## Stored data entries
---*---
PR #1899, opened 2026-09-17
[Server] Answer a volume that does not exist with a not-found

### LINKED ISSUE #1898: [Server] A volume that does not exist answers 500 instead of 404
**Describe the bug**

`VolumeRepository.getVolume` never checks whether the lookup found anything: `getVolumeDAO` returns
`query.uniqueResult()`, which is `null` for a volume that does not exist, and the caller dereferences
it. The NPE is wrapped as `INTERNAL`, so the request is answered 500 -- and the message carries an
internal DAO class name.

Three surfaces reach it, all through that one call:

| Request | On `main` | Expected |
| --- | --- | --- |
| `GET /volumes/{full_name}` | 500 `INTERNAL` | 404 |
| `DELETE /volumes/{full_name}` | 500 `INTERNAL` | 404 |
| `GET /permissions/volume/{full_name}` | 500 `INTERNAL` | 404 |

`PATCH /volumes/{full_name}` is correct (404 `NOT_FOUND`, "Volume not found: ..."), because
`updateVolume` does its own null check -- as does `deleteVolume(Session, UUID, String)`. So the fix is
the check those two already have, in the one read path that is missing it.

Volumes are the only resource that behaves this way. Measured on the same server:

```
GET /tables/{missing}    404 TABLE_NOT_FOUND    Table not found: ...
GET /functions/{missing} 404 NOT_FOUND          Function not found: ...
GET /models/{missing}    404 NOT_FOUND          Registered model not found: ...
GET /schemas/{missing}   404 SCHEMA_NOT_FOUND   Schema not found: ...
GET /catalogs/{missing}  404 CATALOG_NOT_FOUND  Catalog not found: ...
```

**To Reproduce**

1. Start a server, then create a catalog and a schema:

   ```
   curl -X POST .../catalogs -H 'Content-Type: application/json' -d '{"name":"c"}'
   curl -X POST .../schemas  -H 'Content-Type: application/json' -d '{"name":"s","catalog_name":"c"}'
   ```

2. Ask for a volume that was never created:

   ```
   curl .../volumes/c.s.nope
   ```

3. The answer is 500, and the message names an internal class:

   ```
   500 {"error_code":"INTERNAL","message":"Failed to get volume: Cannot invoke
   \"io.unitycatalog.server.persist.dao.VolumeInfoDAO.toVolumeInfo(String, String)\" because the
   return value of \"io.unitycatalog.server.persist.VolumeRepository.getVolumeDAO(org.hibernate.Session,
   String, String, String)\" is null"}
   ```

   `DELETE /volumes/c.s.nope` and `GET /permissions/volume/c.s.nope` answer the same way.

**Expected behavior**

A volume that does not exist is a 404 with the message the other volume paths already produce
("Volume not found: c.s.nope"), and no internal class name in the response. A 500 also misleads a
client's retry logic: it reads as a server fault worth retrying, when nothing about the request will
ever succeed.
---*---
Your answer must hold the line containing "A volume that does not exist is" and all lines after it in the entries above, exactly, and nothing else.

A volume that does not exist is a 404 with the message the other volume paths already produce
("Volume not found: c.s.nope"), and no internal class name in the response. A 500 also misleads a
client's retry logic: it reads as a server fault worth retrying, when nothing about the request will
ever succeed.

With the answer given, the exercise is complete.